When they reached me, one of the boys breathlessly said, “Please don’t shoot us, sir, we’re just trying to sell chocolate bars.”

“Wait, that’s not what my Substack subheadline is gonna say,” I snapped. “Go on,” I said, waving my gun. “Git!”

They all looked exhausted.

“Where are the rest of you?” asked one of the girls.

“We lost five men,” said one of the boys.

“Men? You’re boys,” I said.

“We’re men now,” he responded. “We’re battle-tested thanks to the lunatics of your century.”

“Yeah,” said another. “Every single house we knocked on was answered by someone with a gun, most of them shooting first and asking questions — not.”

“Yeah,” said another of the boys. “What kind of society is this? I can’t sell these door to door?” He pulled a long rectangular chocolate bar wrapped in white paper from a little box with a handle on it.

“Wait,” said one of the girls. “You lost five guys?”

“Yep,” said the first boy. “Some guy just opened up on us.”

“Just like John Wick,” said another boy.

“If you’re from 1967, how do you know about John Wick?” I asked, feeling a little annoyed.

“No, no,” said the first boy. “The guy with the gun was saying that as he was shooting! ‘Just like John Wick!’ he said. “And he had a big smile on his face.”

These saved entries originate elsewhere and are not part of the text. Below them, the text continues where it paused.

PR #960, opened 2021-04-14
Enable IMA by default

cgwalters:
Co-authored-by: Colin Walters <walters@verbum.org>

### DIFF
--- a/image.yaml
+++ b/image.yaml
@@ -7,3 +7,5 @@ extra-kargs:
     # https://github.com/coreos/fedora-coreos-tracker/issues/292
     # https://fedoraproject.org/wiki/Changes/CGroupsV2
     - systemd.unified_cgroup_hierarchy=0
+    # See https://sourceforge.net/p/linux-ima/wiki/Home/#enabling-ima-measurement
+    - ima_template=ima-sig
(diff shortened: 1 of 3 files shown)


cgwalters:
Derived from code here https://github.com/stefanberger/fedora-coreos-config/commit/171ff4dc0f2c1304c57af06b8e1f0fc59f1145e4 written by @stefanberger

jlebon:
Should we have an IMA tracker issue at this point where we can link all those PRs and discuss whether we want to do this specifically in FCOS and potential design/UX issues?

image.yaml
```diff
@@ -7,3 +7,6 @@ extra-kargs:
     # https://github.com/coreos/fedora-coreos-tracker/issues/292
     # https://fedoraproject.org/wiki/Changes/CGroupsV2
     - systemd.unified_cgroup_hierarchy=0
+    # See https://sourceforge.net/p/linux-ima/wiki/Home/#enabling-ima-measurement
+    - ima_template=ima-sig
+    - ima_policy=appraise_tcb
```
stefanberger: You may need to build in a key into the kernel and use a certified signing key for this to work. I would start with a simple policy first only enforcing on ping for example. Makes life easier.

cgwalters:
> Should we have an IMA tracker issue at this point where we can link all those PRs and discuss whether we want to do this specifically in FCOS and potential design/UX issues?

I'm mostly using this draft PR as a place to share discussion around a basic "demo" of this.  It's definitely not clear to me we want to do this by default in FCOS.  But rpm-ostree upstream does.

PR #962, opened 2021-04-14
Added Kubernetes-Master Package and Etcd in the distribution

Xfireball8:


lucab:
Thanks for the PR, but those are both applications/services which don't strictly belong to the OS, thus I'm turning this PR down.
For the future, we'd appreciate upfront discussion before adding things to the base OS, the proper flow for that is https://github.com/coreos/fedora-coreos-tracker#adding-packages-to-fedora-coreos.

PR #964, opened 2021-04-15

jlebon:

`--retry-all-errors`.

### DIFF
--- a/overlay.d/05core/usr/lib/dracut/modules.d/35coreos-live/coreos-livepxe-rootfs.sh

“Dammit!” I said. I had forgotten to pause my John Wick 4 movie. I could hear a lot of gunfire in my living room, although I couldn’t be sure that it wasn’t my girlfriend, Candy, shooting at squirrel nests in the trees in the backyard with her AR.

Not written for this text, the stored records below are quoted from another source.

PR #965, opened 2021-04-15
ci: add GitHub Action to automatically graduate overrides

jlebon:
Currently, we have to manually check if fast-tracked packages have made
it into the Fedora repos and drop them. This GitHub Action automates
this process.

It also formalizes the process of pinning packages a bit by adding
guidelines for metadata keys overrides should use to be more explicit.

### DIFF
--- a/.github/workflows/remove-graduated-overrides.yml
+++ b/.github/workflows/remove-graduated-overrides.yml
@@ -1,0 +1,45 @@
+name: remove-graduated-overrides
+
+on:
+  schedule:
+    - cron: '0 */6 * * *'
+
+jobs:
+  remove-graduated-overrides:
+    name: Remove graduated overrides
+    runs-on: ubuntu-latest
+    # TODO: use cosa directly here
+    # https://github.com/coreos/coreos-assembler/issues/2223
+    container: quay.io/coreos-assembler/fcos-buildroot:testing-devel
+    strategy:
+      matrix:
+        branch:
+          - testing-devel
+          - next-devel
+    steps:
+      - run: dnf install -y rpm-ostree # see related TODO above
+      - name: Checkout
+        uses: actions/checkout@v2
+        with:
+          ref: ${{ matrix.branch }}
+      - name: Remove graduated overrides
+        run: |
+          git config user.name 'CoreOS Bot'
+          git config user.email coreosbot@fedoraproject.org
+          ci/remove-graduated-overrides.py
+      - name: Open pull request
+        run: |
+          if ! git diff --quiet --exit-code; then
+              git commit -am "lockfiles: drop graduated overrides 🎓" \
+                -m "Triggered by remove-graduated-overrides GitHub Action."
+          fi
+      - name: Open pull request
+        uses: peter-evans/create-pull-request@v3.8.2
+        with:
+          token: ${{ secrets.COREOSBOT_RELENG_TOKEN }}
+          branch: ${{ matrix.branch }}-graduation
+          push-to-fork: coreosbot-releng/fedora-coreos-config
+          title: "lockfiles: drop graduated overrides 🎓"
+          body: "Triggered by remove-graduated-overrides GitHub Action."
+          committer: "CoreOS Bot <coreosbot@fedoraproject.org>"
+          author: "CoreOS Bot <coreosbot@fedoraproject.org>"
--- a/ci/remove-graduated-overrides.py
+++ b/ci/remove-graduated-overrides.py
@@ -1,0 +1,125 @@
+#!/usr/bin/python3
+
+import os
+import sys
+import json
+import yaml
+import subprocess
+
+import dnf
+import hawkey
+
+ARCHES = ['s390x', 'x86_64', 'ppc64le', 'aarch64']
+
+OVERRIDES_HEADER = """
+# This lockfile should be used to pin to a package version (`type: pin`) or to
+# fast-track packages ahead of Bodhi (`type: fast-track`). Fast-tracked
+# packages will automatically be removed once they are in the stable repos.
+#
+# IMPORTANT: YAML comments *will not* be preserved. All `pin` overrides *must*
+# include a URL in the `metadata.reason` key. Overrides of type `fast-track`
+# *should* include a URL in the `metadata.reason` key, though it's acceptable to
+# omit one for FCOS-specific packages (e.g. ignition, afterburn, etc...).
+"""
+
+
+def main():
+    treefile = get_treefile()
+    base = get_dnf_base(treefile)
+    setup_repos(base, treefile)
+
+    for fn in get_lockfiles():
+        update_lockfile(base, fn)
+
+
+def get_treefile():
+    treefile = subprocess.check_output(['rpm-ostree', 'compose', 'tree',
+                                        '--print-only', 'manifest.yaml'])
+    return json.loads(treefile)
+
+
+def get_dnf_base(treefile):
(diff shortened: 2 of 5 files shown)


jlebon:
Requires: https://github.com/coreos/coreos-assembler/pull/2131

jlebon:
(As usual, this would also require plumbing through coreos-koji-tagger.)

manifest-lock.fast-track.yaml
```diff
@@ -0,0 +1,19 @@
+# This lockfile should be used for fast-tracking packages into FCOS ahead of
+# Bodhi. The intention is that once that package or newer makes it into the
+# stable repos, the pin should be removed. Pins are automatically removed when
+# no longer necessary. Note that YAML comments will not be preserved.
+# Rationales should be kept in the commit messages.
```
jlebon: I tried to find a way to preserve comments using [ruamel.yaml](https://pypi.org/project/ruamel.yaml/) instead, but couldn't get it to do the right thing.

I think if we really want to we could add a `metadata` key to the lockfile spec under package name keys where you can put arbitrary data in there that rpm-ostree just ignores. Then we could have e.g. a `bodhi` key and/or a `tracker` key under there or whatever.

jlebon:
Example commit: https://github.com/jlebon/fedora-coreos-config/commit/affe019de409d6c3640e75174aa9966063bd0529

manifest-lock.fast-track.yaml
lucab: I think rpm-ostree deserializer already ignores unknown keys. So it should be possible right now to turn this (and the other per-entry remarks) into the string value of a `_comment` key.

jlebon: This top-level comment is preserved, because it's regenerated by the action.

For the per-entry bits, I thought because we do https://github.com/coreos/rpm-ostree/blob/b2b3795df126927236bbff81a560c95c25a508b1/rust/src/lockfile.rs#L104 rpm-ostree would error out, but actually we don't enable it on https://github.com/coreos/rpm-ostree/blob/b2b3795df126927236bbff81a560c95c25a508b1/rust/src/lockfile.rs#L127, so it might work as is. (But we should enable it there though, and then we also just add a generic `metadata` key.)

.github/workflows/remove-graduated-overrides.yml
```diff
@@ -0,0 +1,36 @@
...
+  schedule:
+    - cron: '0 */6 * * *'
+
+jobs:
+  remove-graduated-overrides:
+    name: Remove graduated overrides
+    runs-on: ubuntu-latest
+    # really, we just need dnf, but this automatically keeps us in sync with
+    # testing-devel's $releasever
+    container: quay.io/coreos-assembler/fcos-buildroot:testing-devel
```
cgwalters, line 13: Why not `coreos-assembler`?

ci/remove-graduated-overrides.py
```diff
@@ -0,0 +1,113 @@
+#!/usr/bin/python3
```
cgwalters, line 1: Why not put this in coreos-assembler?  I think it'd be good to keep *code* there, and this repo is just configuration.

cgwalters: There's also some nontrivial interaction with both rpm-ostree and packages...any reason not to put this in rpm-ostree as something like `rpm-ostree lockfile update`?

.github/workflows/remove-graduated-overrides.yml
jlebon: Yeah maybe easier. It's kinda silly because we really just need `dnf` and `rpm-ostree` for this, so cosa is way overkill. But meh, this is a cron job so the actual image size doesn't really matter.

ci/remove-graduated-overrides.py
jlebon: In cosa... maybe. In rpm-ostree... not so sure. This is a pretty specific use case. I think this is a pretty good use of the Python dnf API.

jlebon: Offhand it seems to me like it belongs better here because again it's very specific to how this repo operates. Not sure, maybe we can revisit this down the line once we gain more experience with GitHub Actions across repos and best practices.

jlebon:
https://github.com/coreos/rpm-ostree/pull/2818 adds official support for metadata keys.

jlebon:
Updated this now! I reworked it as discussed in https://github.com/coreos/coreos-assembler/pull/2131 to use `metadata` keys instead to know the difference between fast-tracks and pins.

Testing the script directly locally works fine. Still need to test the GitHub Action on my fork.

ci/remove-graduated-overrides.py
```diff
@@ -0,0 +1,125 @@
...
+
+FAST_TRACK_HEADER = """
+# This lockfile should be used to pin to a package version (`type: pin`) or to
+# fast-track packages ahead of Bodhi (`type: fast-track`). Fast-tracked
+# packages will automatically be removed once they are in the stable repos.
+#
+# IMPORTANT: YAML comments *will not* be preserved. All `pin` overrides *must*
+# include a URL in the `metadata.reason` key. Overrides of type `fast-track`
+# *should* include a URL in the `metadata.reason` key, though it's acceptable to
+# omit one for FCOS-specific packages (e.g. ignition, afterburn, etc...).
```
dustymabe, line 22: your example in the readme don't have `metadata.reason` but it says here that it's required.

dustymabe (dismissed):
mostly LGTM - one comment

ci/remove-graduated-overrides.py
jlebon: Thanks, I initially called it `metadata.tracker` but made it `metadata.reason` to be more generic.

jlebon:
OK, this is tested and ready to go now!
Example output: https://github.com/jlebon/fedora-coreos-config/commit/6aaf20d99b96576980e65434cb74bbefe9f3676d

.github/workflows/remove-graduated-overrides.yml
jlebon: Ahh right, I remember now why I couldn't use cosa: we need to get rid of the `builder` user first. I filed https://github.com/coreos/coreos-assembler/issues/2223 to track this and we can circle back here once/if we do that.

ci/remove-graduated-overrides.py
jlebon: Going to resolve this for now. I'm pretty happy with how this is turning out and I think it makes sense to keep this kind of repo-specific automation in the target repo itself. If the logic gets gnarly or becomes generically useful we can look at moving it to cosa.

jlebon:
After this we can look at moving over to SRPMs to streamline things even more!

dustymabe (dismissed):
LGTM

jlebon:
Discussing this with @dustymabe, I realized that it's not entirely safe to automatically drop overrides without going through CI since if `bump-lockfile` hasn't run since an override was added, the base lockfile will not necessarily have the overridden package at the same NEVRA.

So I modified this now to instead submit a PR.

I wasn't able to fully test this version because the pull request code doesn't like the fact that `coreosbot-releng/fedora-coreos-config` isn't a fork of `jlebon/fedora-coreos-config`. And I didn't want to change that just to test this nor wanted to create another bot account to test. That said, it's pretty much what we already have in the streams repo for promotion PRs. If there are issues, we can just fix them as they come up.

dustymabe (approved):
LGTM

“Would you like to buy one, sir?” asked the boy holding the chocolate bar.

“Public school or private?” I asked. There was no way I was going to help fund some public commie school institution.

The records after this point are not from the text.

PR #967, opened 2021-04-16
overlay.d: Add back CLHM presets

kelvinfan001:
CLHM v0.21+ used in FCOS no longer has `{issue,motd}gen`-related units, but the
`05core` overlay is shared and used as `01fcos` in RHCOS, and RHCOS is still on
older versions of CLHM that require these units. Keep presets for these units
until RHCOS catches up to CLHM v0.21+.

Note: CLHM does not have `motdgen`-related units in RHEL even in older versions,
so we only add back `issuegen.service` and `issuegen.path` here.

### DIFF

Before he could answer, two young bald men wearing white robes splattered with what looked like ketchup were running toward us.

“Hare Krishna,” they said together as they bowed upon their arrival. “We were three, and now we are two.” He seemed very calm.

“I thought you said it was just you and the chocolate boys,” I said accusingly to the girls. They all shrugged as if set off by the same timer.

“Are you also from 1967?” I asked the Krishnas.

“I do not know precisely how many lives I have had,” said one of them. “But please enjoy these reading materials with no obligation, and I ask that you not shoot us like your neighbor did.”

“Do you want a chocolate bar?” asked one of the boys.

“Cookies?” asked one of the girls.

The Krishnas shook their heads in unison.

“Let us pray for these people in this strange year of 2024, instead,” said one of them.

I guess they did. I just slammed my door in disgust and returned to my John Wick flick. But not before I snatched a box of yummy, sugary cookies, gun pointed.


Thank you for reading. In case you didn’t guess, this was entirely a work of fiction. I have never owned, nor will I ever own, an AR-15.

I am also not aware of any working time machine technology other than those associated with hot tubs.